# Roll up the rim to win. Or lose.



## mistersprinkles

Has anybody won anything in the latest roll up the rim to win promotion at Tim Horton's? I haven't won anything and I buy coffee there every day. I didn't win anything in the last roll up the rim to win promotion either. Anybody know if they've cut back the number of "consolation prizes"? (Coffee, Donut, Bagel, etc?)


----------



## Reis

So let's put it this way.... I work for a construction company driving a dump truck, I'm surrounded by construction workers andTim hortons 6 days a week, and usually a minimum of 3 timmies runs a day! Sometimes 5! I switch between tea and coffee, I've won 1 thing since it's started. Even the crew has barely won 


Sent from my iPhone using Tapatalk


----------



## Marz

I am with you guys. Buy one or 2 a day and have not won anything since the contest started. What's even more insulting is that there are 2 chances to win each cup, but in my case 2 chances to lose!


----------



## altcharacter

I don't drink coffee but my wife does and she has won about 10 free cups or so


----------



## J_T

Tim Horton coffee sucks (drink it black, and then try any other coffee!). I drive to McDonalds instead 

I do have CoWorkers that I haven't converted (yet) that buy theirs. And there have been very few winners that I know of.


----------



## Flexin5

my buddies and i are keeping track.

so far i'm 3/42.


----------



## mistersprinkles

Thanks for all the feedback guys. At least I'm not uniquely unlucky.


----------



## Reis

J_T said:


> Tim Horton coffee sucks (drink it black, and then try any other coffee!). I drive to McDonalds instead
> 
> I do have CoWorkers that I haven't converted (yet) that buy theirs. And there have been very few winners that I know of.
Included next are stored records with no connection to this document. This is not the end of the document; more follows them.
PR #31, opened 2019-03-18
Completed preliminary parse tree to AST mapper

jenrik:
Added terminator to constant declaration.
Named production parts for ease of use.
Collapsed expressions. ANTLR 4 automaticly does precedence based on
declaration order.
Updated mapper to use named production parts.
Added missing modulo expression mapping.
Added missing function expression mapping.
Added state index expression mapping.
Added missing array literal expression mapping.
Added missing if statement mapping.
Added missing return statement mapping.
Added missing neighbourhood declaration mapping.
Added function declaration mapping.
Added syntax stress example.

### DIFF
--- a/compiler/src/main/antlr/Cellmata.g4
+++ b/compiler/src/main/antlr/Cellmata.g4
@@ -7,8 +7,6 @@ const_decl : STMT_CONST const_ident ASSIGN expr END ;
 const_ident : IDENT ;
 
 // World
-world_dcl : STMT_WORLD BLOCK_START world_size world_tickrate? world_cellsize? BLOCK_END ;
-world_size_dim : integer_literal SQ_BRACKET_START world_size_dim_finite SQ_BRACKET_END # dimFinite ;
 world_dcl : STMT_WORLD BLOCK_START size=world_size tickrate=world_tickrate? cellsize=world_cellsize? BLOCK_END ;
 world_size : WORLD_SIZE ASSIGN width=world_size_dim (LIST_SEP height=world_size_dim)?;
 world_size_dim : integer_literal SQ_BRACKET_START world_size_dim_finite SQ_BRACKET_END # dimFinite ;
@@ -28,11 +26,11 @@ world_cellsize_value : integer_literal ;
 // State
 state_decl : STMT_STATE state_ident (SQ_BRACKET_START integer_literal SQ_BRACKET_END)? state_rgb code_block ;
 state_ident : IDENT ;
-state_rgb : PAREN_START integer_literal LIST_SEP integer_literal LIST_SEP integer_literal PAREN_END ;
+state_rgb : PAREN_START red=integer_literal LIST_SEP green=integer_literal LIST_SEP blue=integer_literal PAREN_END ;
 
 // Code
 code_block : BLOCK_START stmt* BLOCK_END ;
-stmt : (if_stmt | become_stmt | assign_stmt | increment_stmt | decrement_stmt | return_stmt | END) ;
+stmt : (if_stmt | become_stmt | assign_stmt | increment_stmt | decrement_stmt | return_stmt) ;
 
 assign_stmt : STMT_LET? (var_ident | array_lookup) ASSIGN expr END ;
 if_stmt : if_stmt_if if_stmt_elif* if_stmt_else? ;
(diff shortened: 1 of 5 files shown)


compiler/src/main/antlr/Cellmata.g4
```diff
@@ -93,37 +100,37 @@ bool_literal
...
+    | left=expr OP_DIVIDE right=expr # divisionExpr
+    | left=expr OP_MODULO right=expr # moduloExpr
+    | OP_INCREMENT value=expr # preIncExpr
+    | OP_DECREMENT value=expr # preDecExpr
+    | OP_PLUS value=expr # positiveExpr
+    | OP_MINUS value=expr # negativeExpr
+    | OP_NOT value=expr # inverseExpr
+    | value=expr OP_INCREMENT # postIncExpr
+    | value=expr OP_DECREMENT # postDecExpr
+    | value=expr SQ_BRACKET_START DIGITS SQ_BRACKET_END # arrayLookupExpr
```
NicEastvillage:
```suggestion
    | value=expr SQ_BRACKET_START expr SQ_BRACKET_END # arrayLookupExpr
```

compiler/src/main/kotlin/ast/ast.kt
```diff
@@ -76,27 +75,22 @@ data class InverseExpr(val ctx: ParseTree, val value: Expr) : Expr()
 
 data class ArrayLookupExpr(val ctx: ParseTree, val ident: String = MAGIC_UNDEFINED_STRING, val index: Int = -1) : Expr()
 
-data class ArrayBodyExpr(val ctx: ParseTree, val type: String?, val values: List<Expr>) : Expr()
+data class ArrayBodyExpr(val ctx: ParseTree, val type: String? = MAGIC_UNDEFINED_STRING, val values: List<Expr>) : Expr()
```
NicEastvillage: I think we should make types to an enum.

compiler/src/main/kotlin/ast/ast.kt
```diff
@@ -114,14 +108,23 @@ data class StateDecl(
     val body: List<Stmt>
 ) : Decl()
 
-data class Coordinate(val axes: List<Int>)
+data class Coordinate(val ctx: ParseTree, val axes: List<Int> = emptyList())
```
NicEastvillage, line 114:
```suggestion
data class Coordinate(val ctx: ParseTree, val coordX: Int, val coordY: Int?)
```

compiler/src/main/kotlin/ast/mapper.kt
```diff
@@ -109,34 +114,55 @@ private fun visitExpr(node: ParseTree): Expr {
...
+                        expr = visitExpr(it.if_stmt_block().if_stmt_condition().expr()),
+                        block = visitCodeBlock(it.if_stmt_block().code_block())
+                    )
+                }
+            ).flatten(),
+            elseBlock = when (node.if_stmt_else()) {
+                // null???
+                is CellmataParser.If_stmt_elseContext -> visitCodeBlock(node.if_stmt_else().code_block())
+                else -> throw AssertionError("Unexpected tree node")
+            }
```
NicEastvillage, line 163: Here will be problems when the else-case is not present as the comment `// nul???` also suggests

compiler/src/main/kotlin/ast/mapper.kt
```diff
@@ -146,38 +172,37 @@ private fun visitDecl(node: ParseTree): Decl {
...
     }
 }
 
+fun visitCodeBlock(block: CellmataParser.Code_blockContext): List<Stmt> {
+    return block.children
+        .filter { it !is TerminalNode } // Remove terminals
+        .filter { !(it is CellmataParser.StmtContext && it.childCount == 0) }
+        .filter { !(it is CellmataParser.StmtContext && it.getChild(0) is TerminalNode ) }
+        .map { visitStmt(it) }
+}
```
NicEastvillage, line 202: This is weird. What is this filtering for? Why isn't children just 0 or more statements?

compiler/src/main/kotlin/main.kt
```diff
@@ -22,4 +16,6 @@ fun main() {
     val ast = visit(startContext)
 
     println(ast)
+
+    listOf<Unit>()
```
NicEastvillage: Why??

NicEastvillage (changes requested):
A few things seems a bit weird. Check those please.

compiler/src/main/kotlin/ast/ast.kt
jenrik: Having the axes as a list allows for easier data manipulation and validation, and have proven useful to me

compiler/src/main/kotlin/ast/ast.kt
jenrik: I'm not sure enums are the right solution, how would you represent an array of integers?

jenrik:
The ability to use a semicolon as a no-op statement has been removed

NicEastvillage (approved):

Couldn't agree more! But when you work with constructions workers who ONLY want timmies it sucks hahah I swear construction needs to be sponsored by timmies lol

One day I got Starbucks, like a simple coffee that's only like 50 cents more but the coffee is soooooo much better, but again I heard it from the guys all day lol but we're Canadian and Tim hortons is in our blood til the day we did hahha

Sent from my iPhone using Tapatalk


----------



## Pickeringsadump

Same with me. I buy seven cups per day and haven't won anything. RIP OFF.


----------



## BillD

We don't buy a lot of it but have won one free coffee. My wife's uncle won a $100 Tim's card. Makes the Country Style everyone's a winner look much better. They have good coffee also. Macdonalds is good, but I wouldn't say better. I usually get it because it's closer and quicker when I am working. Every 7th cup is free. Still, Tim Horton's is a license to print money. About 23 years ago when my son was in Beavers, one of the parents worked for a gourmet coffee division of Kraft. Kraft supplied every hospital and almost every hotel chain in Canada at the time, and Tim's. Back then, Tim's sold one million pounds in cans a year of their coffee, over and above what they served in the restaurants. I asked him what the cost difference was between a mediocre cup of coffee and a good one (driven by the fact our cafeteria served really bad coffee). His answer was " about 2 cents". He added, while it didn't sound like much, the food service in our cafeteria bought 2 million pounds of coffee per year. I don't remember exactly, but I believe it is more than 300 cups per pound, which if you do the math is a pile of money.


----------



## BillD

Pickeringsadump said:


> Same with me. I buy seven cups per day and haven't won anything. RIP OFF.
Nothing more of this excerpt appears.